Doses de N e K no tomateiro sob estresse salino: I. Concentração de nutrientes no solo e na planta

Doses of N and K in tomato under saline stress: I. Concentration of nutrients in the soil solution and plant

Flávio F. BlancoI; Marcos V. FolegattiII; Diolino Henriques NetoIII

IEmbrapa Meio Norte, Av. Duque de Caxias 5650, CEP 64006-220, Teresina, PI. Fone: (86) 3225-1141, r.252. E-mail:flavio@cpamn.embrapa.br

IIESALQ/USP. Av. Pádua Dias, 11, CEP 13418-900, Piracicaba, SP. Fone: (19) 3429-4217. E-mail: mvfolega@carpa.ciagri.usp.br

IIIINCRA, Terezina, PI. Fone: (86) 3222-1553. E-mail: diolino.neto@tsa.incra.gov.br

RESUMO

Em geral, culturas tolerantes à salinidade geralmente apresentam maiores teores foliares de certos nutrientes, sugerindo que a adubação em culturas sensíveis poderia elevar os teores desses nutrientes nas folhas, aumentando sua tolerância aos sais. Este trabalho teve o objetivo de estudar os efeitos do N e do K na condutividade elétrica, pH e concentração de nutrientes da solução do solo e nos teores de nutrientes e prolina nas folhas do tomateiro irrigado com água salina. Os tratamentos foram compostos da combinação de três níveis de N (7,5; 15,0 e 22,5 g por planta) e de K (8, 16 e 24 gK2O por planta) aplicados via fertirrigação por gotejamento, no esquema fatorial 3 x 3, com cinco repetições, sendo que à água de irrigação foram adicionados os sais cloreto de sódio e cloreto de cálcio, para obtenção de condutividade elétrica da água de 9,5 dS m-1. As concentrações de NO3 e K na solução do solo e de N e K nas folhas do tomateiro aumentaram com as doses de N e K mas não promoveram redução dos teores de Cl nem de Na nas folhas das plantas. O aumento do teor de prolina com as doses de K e a redução de Cl/N com as doses de N, sugerem que o aumento na adubação potássica e nitrogenada pode ser benéfico para o tomateiro sob condições de salinidade moderada.
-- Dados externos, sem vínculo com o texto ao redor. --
PR #4102, opened 2020-03-13
Systemtests scale tests - messaging performance

famartinrh:
### Type of change

- Test

### Checklist

- [ ] Update documentation
- [ ] Update CHANGELOG.md

### DIFF
--- a/systemtests/src/main/java/io/enmasse/systemtest/platform/Kubernetes.java
+++ b/systemtests/src/main/java/io/enmasse/systemtest/platform/Kubernetes.java
@@ -483,7 +483,11 @@ public abstract class Kubernetes {
     }
 
     public List<Deployment> listDeployments(Map<String, String> labels) {
-        return client.apps().deployments().inNamespace(infraNamespace).withLabels(labels).list().getItems();
+        return listDeployments(infraNamespace, labels);
+    }
+
+    public List<Deployment> listDeployments(String namespace, Map<String, String> labels) {
+        return client.apps().deployments().inNamespace(namespace).withLabels(labels).list().getItems();
     }
 
     public List<StatefulSet> listStatefulSets(Map<String, String> labels) {
@@ -564,10 +568,14 @@ public abstract class Kubernetes {
      * @throws Exception whe deployment failed
      */
     public void createDeploymentFromResource(String namespace, Deployment resources) throws Exception {
+        createDeploymentFromResource(namespace, resources, 2, TimeUnit.MINUTES);
+    }
+
+    public void createDeploymentFromResource(String namespace, Deployment resources, long time, TimeUnit unit) throws Exception {
         if (!deploymentExists(namespace, resources.getMetadata().getName())) {
             Deployment depRes = client.apps().deployments().inNamespace(namespace).create(resources);
             Deployment result = client.apps().deployments().inNamespace(namespace)
-                    .withName(depRes.getMetadata().getName()).waitUntilReady(2, TimeUnit.MINUTES);
+                    .withName(depRes.getMetadata().getName()).waitUntilReady(time, unit);
             log.info("Deployment {} created", result.getMetadata().getName());
         } else {
             log.info("Deployment {} already exists", resources.getMetadata().getName());
--- a/systemtests/src/main/java/io/enmasse/systemtest/platform/Kubernetes.java
+++ b/systemtests/src/main/java/io/enmasse/systemtest/platform/Kubernetes.java
@@ -568,17 +568,21 @@ public abstract class Kubernetes {
      * @throws Exception whe deployment failed
      */
     public void createDeploymentFromResource(String namespace, Deployment resources) throws Exception {
-        createDeploymentFromResource(namespace, resources, 2, TimeUnit.MINUTES);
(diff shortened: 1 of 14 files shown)


systemtests/src/main/java/io/enmasse/systemtest/platform/Kubernetes.java
```diff
@@ -564,13 +568,21 @@ public void deletePod(String namespace, String podName) {
...
+    }
+
+    public void createDeploymentFromResource(String namespace, Deployment resources, long time, TimeUnit unit, boolean doLog) throws Exception {
         if (!deploymentExists(namespace, resources.getMetadata().getName())) {
             Deployment depRes = client.apps().deployments().inNamespace(namespace).create(resources);
             Deployment result = client.apps().deployments().inNamespace(namespace)
-                    .withName(depRes.getMetadata().getName()).waitUntilReady(2, TimeUnit.MINUTES);
-            log.info("Deployment {} created", result.getMetadata().getName());
+                    .withName(depRes.getMetadata().getName()).waitUntilReady(time, unit);
+            if (doLog) {
```
lulf: Is it really necessary to enable/disable logging per method invocation? Does this belong somewhere at the class level or Environment?

systemtests/src/main/java/io/enmasse/systemtest/scale/MessagingPerformanceTestManager.java
```diff
@@ -0,0 +1,150 @@
...
+                .toArray(String[]::new);
+        var clientConfig = clientProvider.get();
+        clientConfig.setClientType(ScaleTestClientType.messaging);
+        clientConfig.setAddressesType(type);
+        clientConfig.setAddresses(addressesOfType);
+        clientConfig.setLinksPerConnection(linksPerConnection);
+
+        SystemtestsKubernetesApps.deployScaleTestClient(kubernetes, clientConfig);
+
+        int connectionsInThisClient = (addressesOfType.length/linksPerConnection) * 2; // *2 because client creates sender and receiver
```
lulf: We should make this configurable, i.e. for the IoT case where you might have a lot more senders than receivers.

systemtests/src/main/java/io/enmasse/systemtest/scale/ScaleTestClient.java
```diff
@@ -0,0 +1,37 @@
+/*
+ * Copyright 2019, EnMasse authors.
+ * License: Apache License 2.0 (see the file LICENSE or http://apache.org/licenses/LICENSE-2.0.html).
+ */
+package io.enmasse.systemtest.scale;
+
+import io.enmasse.systemtest.model.address.AddressType;
+import io.enmasse.systemtest.scale.metrics.ScaleTestClientMetricsClient;
+
+public class ScaleTestClient <X extends ScaleTestClientMetricsClient>{
```
lulf: I think the convention is to use T as the first generic parameter, we should stick to that.

systemtests/src/main/java/io/enmasse/systemtest/scale/metrics/MetricsAssertions.java
```diff
@@ -0,0 +1,57 @@
...
+ * License: Apache License 2.0 (see the file LICENSE or http://apache.org/licenses/LICENSE-2.0.html).
+ */
+package io.enmasse.systemtest.scale.metrics;
+
+import java.util.Optional;
+import java.util.function.Predicate;
+
+import org.junit.jupiter.api.Assertions;
+
+public class MetricsAssertions<X> implements Predicate<X> {
```
lulf: X -> T

systemtests/src/main/java/io/enmasse/systemtest/time/TimeMeasuringSystem.java
```diff
@@ -37,6 +37,8 @@
     private String testClass;
     private String testName;
 
+    private boolean logResults = true;
```
lulf: Is it better enabled/disabled via Environment.java ?

systemtests/src/main/java/io/enmasse/systemtest/platform/Kubernetes.java
famartinrh: with this changes I only disabled the logging in a few places where it was too verbose for the scale test, I'm not sure I want to disable logging for this full class, altough I agree this is not the most elegant solution

systemtests/src/main/java/io/enmasse/systemtest/scale/MessagingPerformanceTestManager.java
famartinrh: that will require to implement some login in the client, but it's ok and I like it, so I'll add it to my TODO list

systemtests/src/main/java/io/enmasse/systemtest/time/TimeMeasuringSystem.java
famartinrh: agree, but first need support to set that env var in our pipelines

famartinrh:
@lulf yes I would prefer that

PR #4116, opened 2020-03-14
Dont run scale in isolated profile

kornys:
### Type of change

- Bugfix


kornys:

PR #4120, opened 2020-03-16
Systemtests - failure recovery test

famartinrh:
### Type of change

- Test

### Checklist

- [ ] Update documentation
- [ ] Update CHANGELOG.md


systemtests/src/main/java/io/enmasse/systemtest/scale/ScalePerformanceTestManager.java
```diff
@@ -161,10 +197,56 @@ public void monitorMetrics() {
...
+            }
+
+        }
+
+        double sum = 0;
+        for (var a : averages) {
+            sum += a;
+        }
+        double average = sum / averages.size();
+        return Duration.ofSeconds((long) average);
```
lulf: I would recommend that we use a percentile such as 99%, as that is easiest to give guarantees about. Averages can lie and hide real issues. You should be able to get that from the histogram bucket for that percentile.

famartinrh: I have just addressed this comment, wdyt?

Palavras-chave:Lycopersicon esculentum, prolina, nutrição de plantas

ABSTRACT

Crops tolerant to salinity generally present higher concentrations of some nutrients in the leaves, suggesting that the fertilization of sensitive crops could increase the contents of these nutrients in the leaves to increase the crop tolerance to salts. This work had the objective of studying the effects of N and K on electrical conductivity, pH and nutrient concentrations of soil solution and on concentration of nutrients and proline in the leaves of tomatos irrigated with saline water. The treatments were composed of the combination of three levels of N (7.5, 15.0 and 22.5 g per plant) and K (8, 16 and 24 g K2O per plant) applied by drip fertigation, in a 3 x 3 factorial scheme with five replications. Sodium chloride and calcium chloride were added to irrigation water for obtaining an electrical conductivity of 9.5 dS m-1. Concentrations of NO3 and K in soil solution and of N and K in the leaves increased with the doses of N and K, but did not promote the reduction of Cl and Na concentrations in the leaves. The increase of the proline concentration with the doses of K and the decrease of Cl/N with the doses of N suggest that over-fertilization with potassium and nitrogen fertilizers could be benefitial for tomato under moderate salinity conditions.

Key words:Lycopersicon esculentum, proline, plant nutrition

INTRODUÇÃO

O tomateiro (Lycopersicon esculentum Mill.) está entre as principais hortaliças cultivadas no Brasil e talvez seja a mais cultivada em ambiente protegido. O acúmulo de sais no solo em cultivos protegidos é bastante comum em virtude, principalmente, das altas doses de fertilizantes aplicadas, à falta de lixiviação dos sais acumulados após um cultivo e à utilização de águas de poços de má qualidade (Blanco, 2004), o que tem motivado a condução de diversas pesquisas no País nos últimos anos, visando avaliar métodos de controle da salinidade nessas condições de cultivo.

O ajuste osmótico pelas plantas em resposta ao aumento da salinidade do meio, pode ser mediado por uma alteração nas concentrações intracelulares de compostos orgânicos e inorgânicos (Aziz et al., 1999; Glenn et al., 1999). Cultivando três variedades de tomateiro em solução com e sem NaCl, Garcia et al. (2002) verificaram aumento nas concentrações de Na, Cl, K, Ca e Mg na seiva do xilema, tanto para as plantas enxertadas quanto para as não-enxertadas, em meio salino.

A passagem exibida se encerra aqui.